• Your assignment
Copy out each line of the listing that has the word "name" in it.

(Beginning of Information shown)

PR #2003, opened 2025-03-22
Timer::memory_size() implementation for macOS

martinjankoehler:
## Test

`Makefile`:
```Makefile
all: waster mem

waster: waster.cpp
	g++ -o waster waster.cpp

mem: mem.cpp
	g++ -o mem mem.cpp
```

`waster.cpp`:
```c++
#include <iostream>
#include <cstdint>

int main(int argc, char **argv) {
    const size_t buffer_size_mb = 200;
    const size_t buffer_size = buffer_size_mb * 1024 * 1024;
    uint8_t *buffer = new uint8_t[buffer_size];
    for (size_t i=0; i < buffer_size; ++i) { buffer[i] = i & 0xFF; }

    std::cout << "allocated " << buffer_size_mb << " MB, press enter to terminate …" << std::endl;
    std::string s; std::cin >> s;

    delete[] buffer;
    return 0;
}
```

Bildschirmfoto 2025-03-22 um 23 55 54

```c++
#include <stdio.h>
#include <stdlib.h>
#include <unistd.h>
#include <sys/types.h>
#include <libproc.h>

void get_memory_usage(pid_t pid) {
    struct proc_taskinfo taskinfo;
    int result = proc_pidinfo(pid, PROC_PIDTASKINFO, 0, &taskinfo, sizeof(taskinfo));

    if (result <= 0) {
        perror("proc_pidinfo failed");
        return;
    }

    printf("PID: %d\n", pid);
    printf("Resident Set Size (RSS): %.2f MB\n", taskinfo.pti_resident_size / (1024.0 * 1024.0));
    printf("Virtual Memory Size (VMS): %.2f MB\n", taskinfo.pti_virtual_size / (1024.0 * 1024.0));
}

int main(int argc, char *argv[]) {
    if (argc != 2) {
        fprintf(stderr, "Usage: %s <pid>\n", argv[0]);
        return 1;
    }

    pid_t pid = atoi(argv[1]);
    get_memory_usage(pid);
    return 0;
}
```

Bildschirmfoto 2025-03-22 um 23 56 59

### DIFF
--- a/src/tl/tl/tlTimer.cc
+++ b/src/tl/tl/tlTimer.cc
@@ -33,6 +33,7 @@
 #  include <mach/mach.h>
 #  include <sys/times.h>
 #  include <unistd.h>
+#  include <libproc.h>
 #else
 #  include <sys/times.h>
 #  include <unistd.h>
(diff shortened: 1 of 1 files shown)


martinjankoehler:
OK, in the Macro Development of a running instance it looks like this:
Bildschirmfoto 2025-03-23 um 00 10 54

klayoutmatthias:
Thanks! But I guess I should change Linux to rss instead of vsize to be consistent.

My understanding of "WorkingSetSize" in Windows is that it's actually close to rss.

Matthias

PR #2047, opened 2025-05-11
Add beta and free-threaded versions to build.yml

clin1234:


klayoutmatthias:
Hi @clin1234,

thanks for the PR, but I am not in favor of adding experimental things. This CD, not CI. It includes an upload step. If one of the betas fail, it will not upload.

I have already enough trouble keeping the builds alive. I don't want to add complexity here.

After all, I am author, maintainer and supporter in one person, and that in my spare time.

Matthias

PR #668, opened 2026-03-07
loader: propagate void *data through load API and expose _ex public variants

### LINKED ISSUE #634: Add optional config map to `metacall_load_from_X` API for explicit compiler/linker flags
## 🚀 Feature

Add an optional config map parameter to `metacall_load_from_X` functions so callers can pass explicit compiler flags, include paths, and library paths directly — replacing the current fragile path-guessing approach.

### Is your feature request related to a problem?

`metacall_load_from_package` and related functions have no way to accept loader-specific configuration. The C loader works around this by guessing paths from `execution_paths`, which breaks whenever headers and libraries are in different directories. There is also no way to pass compiler flags (`-std=c++17`, `-DFOO`, etc.) or extra include/library paths at call time.

This was directly exposed by #631 where `load_from_package` failed to find `libloadtest.so` and `loadtest.h` because they were in different locations than the loader expected.

### Describe the solution you'd like

Add an optional `void *config` parameter (a `metacall_value` map) to the load functions:

```c
// Current
int metacall_load_from_package(const char *tag, const char *name, void **handle);

// Proposed
int metacall_load_from_package(const char *tag, const char *name, void **handle, void *config);
```

The `config` map is loader-defined. For the C loader, supported keys would be:

| Key | Maps to |
|-----|---------|
| `"include_paths"` | `-I /path/to/include` |
| `"library_paths"` | `-L /path/to/lib` |
| `"compiler_flags"` | `-std=c++17`, `-DFOO`, etc. |

Passing `NULL` preserves the current behavior for backward compatibility.

Files to change: `metacall_loaders.h`, `metacall_loaders.c`, the loader interface in `source/loader/`, and `c_loader_impl.cpp` to consume the keys. Other loaders can add their own keys incrementally.

### Describe alternatives you've considered

- **Keep using `execution_paths` guessing** — already proven fragile (#631). Not scalable.
- **Environment variables** (`LOADER_LIBRARY_PATH`, etc.) — global and not per-call. Can't pass per-invocation flags.
- **Separate config API call before load** — adds state and ordering requirements, less clean than a single call.

### Additional context

This was discussed with @viferga as the next planned contribution after the immediate fix in #631. The config map approach is already part of the broader design direction for the `metacall_load_from_X` API.

ROKUMATE:
## Summary

Adds an optional `void *data` configuration parameter to the three core load functions
(`load_from_file`, `load_from_memory`, `load_from_package`) at every layer of the stack,
and exposes new `_ex` variants in the public C API.

Closes #634

### 1. `loader_impl_interface` — typedef update
Added `void *data` as the last parameter to the three function pointer typedefs in
`loader_impl_interface.h`, so all loader implementations share the same updated signature.

### 2. Loaders — implementation update (18 loaders)
All loader `*_impl` files updated to accept `void *data` in their
`load_from_file`, `load_from_memory`, and `load_from_package` implementations.
The parameter is currently threaded through and available for future use
(e.g. passing per-load config maps). No loader changes its existing behaviour.

Loaders updated: `c`, `cob`, `cs`, `dart`, `ext`, `file`, `java`, `jl`, `js`,
`llvm`, `lua`, `mock`, `node`, `py`, `rb`, `rpc`, `ts`, `wasm`.

### 3. `loader_impl` / `loader` — call-site propagation + `_ex` variants
Internal call sites in `loader_impl.c` and `loader.c` updated to pass `void *data`
down the chain. New `_ex` internal variants added alongside the existing functions
so callers that don't need config can continue using the original signatures unchanged.

### 4. Public API + test
Three new public functions added to `metacall.h` / `metacall.c`:

```c
int metacall_load_from_file_ex(const char *tag, const char *paths[], size_t size, void **handle, void *data);
int metacall_load_from_memory_ex(const char *tag, const char *buffer, size_t size, void **handle, void *data);
int metacall_load_from_package_ex(const char *tag, const char *path, void **handle, void *data);
```

Existing `metacall_load_from_file/memory/package` are unchanged — they call the `_ex`
variants internally with `data = NULL`.

New test: `metacall_load_ex_test` — exercises all three `_ex` functions.

## Notes

- Passing `NULL` for `data` is always valid — existing behaviour is fully preserved.
- The `void *data` value is not interpreted by any loader yet; this PR only establishes
  the plumbing. Actual config map handling can be layered on top in a follow-up.

### DIFF
--- a/source/loader/source/loader.c
+++ b/source/loader/source/loader.c
@@ -332,7 +332,7 @@ int loader_execution_path(const loader_tag tag, const loader_path path)
 	return loader_impl_execution_path(p, plugin_impl_type(p, loader_impl), path);
 }
 
-int loader_load_from_file(const loader_tag tag, const loader_path paths[], size_t size, void **handle)
+int loader_load_from_file(const loader_tag tag, const loader_path paths[], size_t size, void **handle, void *data)
 {
 	if (loader_initialize() == 1)
 	{
@@ -350,10 +350,10 @@ int loader_load_from_file(const loader_tag tag, const loader_path paths[], size_
 	/* TODO: Disable logs here until log is completely thread safe and async signal safe */
 	/* log_write("metacall", LOG_LEVEL_DEBUG, "Loading %" PRIuS " file(s) (%s) from path(s): %s ...", size, tag, paths[0]); */
 
-	return loader_impl_load_from_file(&loader_manager, p, plugin_impl_type(p, loader_impl), paths, size, handle, NULL);
+	return loader_impl_load_from_file(&loader_manager, p, plugin_impl_type(p, loader_impl), paths, size, handle, data);
 }
 
-int loader_load_from_memory(const loader_tag tag, const char *buffer, size_t size, void **handle)
+int loader_load_from_memory(const loader_tag tag, const char *buffer, size_t size, void **handle, void *data)
 {
 	if (loader_initialize() == 1)
 	{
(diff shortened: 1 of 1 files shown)


viferga:
https://github.com/metacall/core/actions/runs/22800429101/job/68279981207?pr=668

It fails to build, why you haven't even tested this on your pc or ci?

@ROKUMATE

ROKUMATE:
the Code Format check is the remaining one 
which i am not certain abt what issue its causing 
apart from that the build and other ci checks are working 

the macos checks are not running correctly because of the `.dylib` issue  which we discussed earlier

viferga:
I updated the changes on a codespace but I couldn't commit them, so I ended up creating another commit:
https://github.com/metacall/core/commit/19b907c3e175d7f81a8d18bac9b858207bbe422e

Let's see if the CI passes, docker is not working on my computer.

viferga:
It works, I am going to close the issue in favor of it. I am going to show you an example with C++ and the C loader.

ROKUMATE:
Ohkk 👍🏼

(End of Information shown)

• Expected answer
int metacall_load_from_package(const char *tag, const char *name, void **handle);
int metacall_load_from_package(const char *tag, const char *name, void **handle, void *config);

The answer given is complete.